The Role of Dopamine in Motor Learning in Healthy Subjects and Patients With Parkinson's Disease

This study will examine and compare what happens in the brains of patients with Parkinson's disease with that of healthy normal subjects while they train to react as fast as possible to the appearance of a visual signal. Particularly, we will measure the amount of the chemical dopamine released in the brain as well as the electrical activity during training. Indeed, patients with Parkinson's disease frequently complain of slowness and early fatigue during movements. These symptoms are believed to be related to a decrease of dopamine in the brain which may be associated with abnormalities in cerebral electrical activity.

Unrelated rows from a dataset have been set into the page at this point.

PR #11058, opened 2026-04-21
refactor(client): move observability/singleClient fields to Config and simplify service setup

dmaretskyi:
## Summary

Part of [DX-930](https://linear.app/dxos/issue/DX-930). Refactors client services setup:

- Moves `observabilityGroup`, `signalTelemetryEnabled`, and `singleClientMode` from ad-hoc options passed through `createClientServices` to `Runtime.Client` in the config proto. Factory, local services, and worker services now read them from a single source.
- Removes these fields from `StartRequest` in `iframe.proto` and drops the RPC threading through `SharedWorkerConnection.open` → `WorkerSession` → `WorkerRuntime`.
- The shared worker now receives the client's `config.values` via the initial port postMessage and overlays it on top of its `Storage/Envs/Local/Defaults`, aligning the shared-worker path with the already-existing dedicated-worker config handoff.
- Simplifies `fromHost` (drops positional observability args) and the `CreateClientServicesOptions` shape.

## What's in scope (from DX-930)

- [x] Move `singleClientMode`, `observabilityGroup`, and `signalTelemetryEnabled` to Config
- [x] Client services always read config from client (shared-worker now overlays client-supplied config)
- [x] Simplify service setup (removes parameter threading across factory → services → RPC → session → runtime)

## Out of scope (follow-up)

- [x] \`create*Worker\` callbacks should not influence how storage is configured — the OPFS vs file vs memory SQLite choice still flows from `createOpfsWorker` / `sqlitePath` presence. That's a structural change worth its own PR.

## Test plan

- [x] `moon run client:compile` and `client-services:compile` clean
- [x] `moon run composer-app:compile` clean
- [x] `moon run client:test -- shared-worker.test.ts` — 3/3 pass (validates shared-worker config handoff)
- [x] `moon run client:test -- dedicated-worker-client-services.test.ts` — 5/5 pass
- [x] `moon run client:test -- client.test.ts spaces-invitations.test.ts spaces.test.ts` — all pass in isolation
- [x] `moon run client-services:test -- space-invitation-protocol.test.ts service-context.test.ts` — all pass in isolation
- [x] `moon run client:lint client-services:lint composer-app:lint -- --fix` — clean
- [ ] Observability group/telemetry metadata still reaches signal server in a live browser (worth a smoke test before merge)

Note: full-concurrent `client:test` / `client-services:test` runs produced a handful of timeout-related flakes in invitation/service-context tests with 1s test timeouts, all unrelated to touched APIs and all passing when rerun in isolation.

part of DX-930

## Summary by CodeRabbit

* **New Features**
  * Added a services mode setting (HOST / SHARED_WORKER / DEDICATED_WORKER) to control how client services are deployed; runtime now auto-selects a safe mode for iOS.

* **Refactor**
  * Observability and telemetry controls moved into centralized runtime config (no longer sent in startup requests).
  * Workers now receive a config overlay on connect and can update signal metadata at runtime.
  * Coordinator selection respects the runtime single-client mode.

### DIFF
--- a/packages/apps/composer-app/src/main.tsx
+++ b/packages/apps/composer-app/src/main.tsx
@@ -175,7 +175,8 @@ const main = async () => {
 
   // Decide the deployment mode for client services. The factory is a dumb switch on
   // `runtime.client.services_mode` — the app is responsible for picking the right mode from its
-  // env / platform constraints and then supplying the matching worker factory below.
+  // env / platform constraints. Worker factories are passed unconditionally; the factory only
+  // invokes the one required by the configured mode.
   const useLocalServices = isTrue(config.values.runtime?.app?.env?.DX_HOST);
   const useSharedWorker = isTrue(config.values.runtime?.app?.env?.DX_SHARED_WORKER);
   // iOS has a SharedWorker crash bug (Apple FB11723920); if a caller asks for SharedWorker there,
@@ -190,6 +191,13 @@ const main = async () => {
         : defs.Runtime.Client.ServicesMode.HOST
       : defs.Runtime.Client.ServicesMode.DEDICATED_WORKER;
 
+  // Host mode uses OPFS SQLite in a dedicated worker; worker modes run their own in-memory SQLite
+  // (OPFS does not yet work from inside a SharedWorker per the TODO in `worker-runtime.ts`).
+  const sqliteMode =
+    servicesMode === defs.Runtime.Client.ServicesMode.HOST
+      ? defs.Runtime.Client.Storage.SqliteMode.OPFS
+      : defs.Runtime.Client.Storage.SqliteMode.MEMORY;
+
   config = new Config(
     {
       runtime: {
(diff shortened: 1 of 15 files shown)


dmaretskyi:
Thanks @coderabbitai — fair catch.

Pushed [2e2893f](https://github.com/dxos/dxos/pull/11058/commits/2e2893f2ed) which preserves the pre-DX-930 per-session (last-writer-wins) semantics for `observabilityGroup` and `signalTelemetryEnabled`:

- New `WorkerRuntime.updateSignalMetadata(config)` refreshes the telemetry fields on the live runtime.
- `onconnect` calls it on every client init message, so a second tab with a different `observabilityGroup` overwrites the signal tags just like the pre-refactor `WorkerService.start` RPC did.
- The first client still seeds the worker's core config (storage / signaling / edge features) — those can't change after the runtime is up.
- Documented the last-writer-wins scope on `Runtime.Client.observability_group` and `signal_telemetry_enabled` in the proto.

dmaretskyi:
Fixed in [f37236d](https://github.com/dxos/dxos/pull/11058/commits/f37236dd4f): `updateSignalMetadata` now `delete`s the stale `group` tag when the incoming config has no `observabilityGroup`, so last-writer-wins holds when a later client clears it.

dmaretskyi:
Fixed both in [f027153](https://github.com/dxos/dxos/pull/11058/commits/f027153ff4):

1. **CI (TS2367)**: the `!servicesMode || servicesMode === UNSPECIFIED_SERVICES_MODE` guard was redundant (UNSPECIFIED is 0, so `!` already covers it) and stricter `build` tsc flagged it as always-false. Dropped the second branch.
2. **CodeRabbit**: added `.catch(log.catch)` to the fire-and-forget `updateSignalMetadata` call in `onconnect.ts`.

Verified `moon run client:build client-services:build` passes locally now.

packages/apps/composer-app/src/main.tsx
```diff
@@ -173,38 +173,63 @@ const main = async () => {
...
+      },
+    },
+    config.values,
+  );
   const services = await createClientServices(config, {
     createWorker:
-      useLocalServices || !useSharedWorker
-        ? undefined
-        : () =>
+      servicesMode === defs.Runtime.Client.ServicesMode.SHARED_WORKER
```
dmaretskyi: you can provide them unconditionally and just not use in createClientServices

dmaretskyi: Done in [a1d129a](https://github.com/dxos/dxos/pull/11058/commits/a1d129ab22) — worker factories are now passed unconditionally; the factory only invokes the one required by the selected `services_mode`.

PR #11084, opened 2026-04-23
refactor(assistant-e2e): rebuild on composer plugin testing framework

dmaretskyi:
## Summary

- Rewrite the assistant-e2e harness to bootstrap real composer plugins via `createComposerTestApp` and harvest their blueprints, schemas, and operation handlers into `AssistantTestLayer`. Tests now pass `plugins: [SomePlugin()]` instead of manually re-importing blueprints and handler sets.
- Default the harness to the `edge-remote` inference preset (no API key required) and keep per-test memoization togglable via `disableLlmMemoization`.
- Node-safe activation: `autoStart: false` + fires only `SetupSchema`, `SetupArtifactDefinition`, and `SetupOperationHandler` — avoids pulling browser-only React surfaces.
- Fixes latent bugs exposed along the way:
  - `plugin-inbox` `#capabilities/node.ts` now exports all lazy capabilities (not just `OperationHandler`) so node consumers see `BlueprintDefinition` etc.
  - `InboxPlugin`'s settings module now has an explicit `id`.
- Regenerated `*.conversations.json` memoized caches via `edge-remote`.

## Test plan

- [x] `moon run assistant-e2e:test` (replays from cache, all 5 tests pass)
- [x] `ALLOW_LLM_GENERATION=1 moon run assistant-e2e:test` (regenerates cleanly)
- [x] `moon run assistant-e2e:lint` and `plugin-inbox:lint`

## Summary by CodeRabbit

* **New Features**
  * Test harness can load real plugins and accepts extra blueprints/types/handlers for more realistic, customizable testing.

* **Improvements**
  * Inbox settings registration made more explicit for clearer behavior.
  * Plugin capabilities now expose additional lazy-loaded entry points for improved extensibility and startup performance.

* **Tests**
  * E2E tests updated to explicitly inject a fixture plugin and provide explicit blueprints for deterministic behavior.

* **Documentation**
  * Memoized-LLM regeneration docs simplified and clarified; added package to regeneration list.

* **Chores**
  * TypeScript project references and test package dependencies updated.


packages/core/assistant-e2e/src/harness.ts
```diff
@@ -22,20 +24,39 @@ import {
...
+import { createComposerTestApp } from '@dxos/plugin-testing/harness';
 import { trim } from '@dxos/util';
 
 export const DEFAULT_TEST_TIMEOUT = 120_000;
 
+/**
+ * Built-in blueprints shipped by `@dxos/assistant-toolkit` that are not
+ * contributed via composer plugins. Always included in the test layer.
+ */
+const DEFAULT_TOOLKIT_BLUEPRINTS = (): Blueprint.Blueprint[] => [
```
dmaretskyi: no, EVERYTHGING must come from plugins, no default blueprints, operation types, only plugins.

packages/core/assistant-e2e/src/harness.ts
```diff
@@ -74,64 +151,51 @@ export const agentTest: {
...
-        },
-        { conversation: Obj.getDXN(conversationFeed).toString() },
-      ).pipe(Effect.exit);
-
-      if (options.expect === 'failure') {
-        if (!Exit.isFailure(exit)) {
-          throw new Error('Expected the agent to fail, but it succeeded');
+      const contributions = yield* harvestFromPlugins(options.plugins ?? []);
+
+      const TestLayer = AssistantTestLayer({
```
dmaretskyi: do not use assystant test layer. instead fire the PromptAgentWorker (what's the name?) operation inside the test app harness

packages/core/assistant-e2e/src/harness.ts
dmaretskyi: Addressed in 8180c8cfd0 and 87628aa34c. Harness is now a thin wrapper that fires activation events and invokes `AgentPrompt` via `Operation.invoke` through the managed runtime. All contributions (blueprints, operation handlers, schemas, toolkits) now flow from plugins — tests pass `AssistantTestFixturePlugin()` (plus any extra) into `agentTest({ plugins: [...] })`. A `TestServicesPlugin` gathers plugin contributions at `SetupLayer` and contributes the runtime service layer.

packages/core/assistant-e2e/src/harness.ts
dmaretskyi: Addressed in 8180c8cfd0 and 87628aa34c. The harness now runs `Operation.invoke(AgentPrompt, ...)` inside the test app `ManagedRuntime` (via `harness.get(Capabilities.ManagedRuntime)`). `AssistantTestLayer` is only used to assemble the underlying Effect service layer, which is contributed to the runtime by `TestServicesPlugin` at `SetupLayer`. Using the runtime routes through `ProcessOperationInvoker`, which correctly resolves per-invocation services like `AiContextService` via `ServiceResolver`.

PR #11088, opened 2026-04-23
feat(echo): enforce schema registration for feed.append + query typenames

dmaretskyi:
## Summary

Verifies and enforces the schema registration semantics requested in the task.

1. `db.add` continues to fail when the object's schema is not in the runtime registry or the persistent schema registry (pre-existing behavior).
2. `feed.append` (queue.append) now fails with `Schema not registered` unless the item's schema is in the runtime registry or the persistent schema registry.
3. Queries throw when any typename referenced by their filters cannot be resolved in either registry.
4. Query results whose objects have an unresolvable schema are filtered out.
5. A new `skipSchemaValidation` option on `QueryOptions` disables both (3) and (4). Default is `false`.
6. `Entity.getValidationErrors(obj)` returns a readonly array of `ParseResult.ArrayFormatterIssue` describing validation errors against the object's schema.

## Implementation notes

- Query validation is implemented as a `SchemaValidatingQueryResult` decorator applied at the `EchoDatabaseImpl._query` and `QueueImpl._query` entry points.
- `DatabaseSchemaRegistry.getSchemaByDXN` resolves both TYPE and ECHO DXNs, falling back to a live query for persistent schemas not yet cached.
- New AST helpers: `QueryAST.collectTypenames`, `QueryAST.getEffectiveOptions`.

## Test coverage

`packages/core/echo/echo-db/src/testing/schema-registration.test.ts` covers every matrix variant (runtime vs. persistent schema × feed vs. database automerge object), the `skipSchemaValidation` escape hatch, and `Entity.getValidationErrors`.

## Test plan
- [x] `moon run echo-db:test` (571 passing, 19 skipped, 1 todo)
- [x] `moon run echo:test` (284 passing, 9 skipped)
- [x] `moon run echo-db:build echo:build echo-protocol:build` (clean)
- [x] `moon run echo-db:lint echo:lint echo-protocol:lint` (clean)
- [x] `moon run client:build composer-app:build react-client:build` (clean; downstream type-checks)

https://claude.ai/code/session_01QEacfXpBbPd6NeKtVp8ELr

---
_Generated by [Claude Code](https://claude.ai/code/session_01QEacfXpBbPd6NeKtVp8ELr)_

## Summary by CodeRabbit

* **New Features**
  * Per-query schema validation with a bypass option (skipSchemaValidation).
  * New entity validation API returning schema decode issues.

* **Improvements**
  * Query and queue results now filter out objects whose types cannot be resolved (unless skipped).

Adult patients with Parkinson's disease who are right-handed, do not have dementia, and are not depressed may be eligible for this study. Healthy volunteers who match patients in age, gender, handedness, and level of education will also be studied. Candidates will be screened with a medical history, physical and neurological examinations, memory test, mood evaluation, and urine toxicology.

All participants will be required to stop taking any medications that can influence the central nervous system and to abstain from alcohol consumption for 1 week before the screening examination and during the study training period. Patients with Parkinson's disease will also be required to stop using antiparkinsonian medications for at least 12 hours before the first visit and each training session.

Participants will have several 1-hour training sessions. During these sessions, they will sit facing a computer screen at a distance of about 32 inches (80 centimeters) from their eyes. Six permanent position markers will be displayed. A keyboard with six spatially compatible response keys will be within reach of their right hand. Participants will respond as quickly and as accurately as possible to the appearance of a stimulus (e.g., white circle) below one of the markers by pressing the spatially corresponding key. About a second later, the next stimulus will be displayed below one of the other markers, and so on. Reaction times and accuracy will be recorded. After 3 to 10 minutes of practice (one block), there will be a rest period during which the computer will display information about the subject's accuracy of movements and reaction time. Then, a new block will start. There will be about 6 to 20 practice blocks per training session. The number of training session will vary between 3 and 6 depending on accuracy and reaction time during the task.

During each training session, subjects will have encephalographic (EEG) recordings to measure the electrical activity of the brain. In addition, they will have one or two positron emission tomography (PET) scans during the first training session, and some will also have one or two PET scans during the last session. For the PET scan, the subject will be injected with a substance called raclopride, which is taken up by the brain. The raclopride is tagged with a radioactive substance so that it can be detected by the PET camera. The amount of raclopride detected in the brain will provide an indirect measure of the amount of dopamine released during training.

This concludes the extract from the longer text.